To make it easier to use, and extend its capabilities even further, it will now read a (required)
configuration file under config.yaml.

The only required field in that new configuration file (if dns.enabled is not set to false)
is dns.authoritative, which defines the zones this server is authoritative for.

The previous CLI arguments are mapped as follows:

  • --bind-host (-h) => http.address;
  • --bind-port (-p) => http.port;
  • --stats-port => http.stats_port (0, or disabled, by default, as before);
  • --no-dns => dns.enabled set to false (true by default);
  • --verbose => Use logging section, similar to Agora, instead;

Registry now listen to TCP DNS queries in addition to UDP

The first iteration of the DNS support in the registry only listened to DNS queries.
It now also listens to TCP queries, as required by the protocol, on the same port than the UDP listener.
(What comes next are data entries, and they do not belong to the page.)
Issue #1214, opened 2016-08-12
runner.sh does not always handle 'taskAppDirectory' properly


ssalinas:
Example, if `taskAppDirectory` is set to `.` , the runner script will still write to `../{logfile}`. This then mismatches with the logrotate.conf which assumes the file is in the `taskAppDirectory`, not 1 directory above

/cc @eherot

ssalinas:
Fixed in 0.11.0 release (#1273)

PR #1273, opened 2016-09-12
resolve the correct log path based on taskAppDirectory

ssalinas:
Attempt at fixing #1214 , still needs a bit more tweaking to work for all cases + some testing

/fyi @eherot

### DIFF
--- a/SingularityExecutor/src/main/java/com/hubspot/singularity/executor/task/SingularityExecutorTaskProcessBuilder.java
+++ b/SingularityExecutor/src/main/java/com/hubspot/singularity/executor/task/SingularityExecutorTaskProcessBuilder.java
@@ -115,6 +115,7 @@ public class SingularityExecutorTaskProcessBuilder implements Callable<ProcessBu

Registry: Authoritative zones are now configurable

When the DNS is enabled, the dns.authoritative array needs to have a least one entry.
The registry will only respond to DNS queries for which it is authoritative.
A future iteration will improve this to allow the DNS to follow an authoritative server
and not be authoritative itself, but for the time being this can be achieved via another DNS server.

Configuration: Restored behavior of root logger

This fixes a minor regression that crop up in v0.19.0: Configuring the logger named root now affects all loggers again.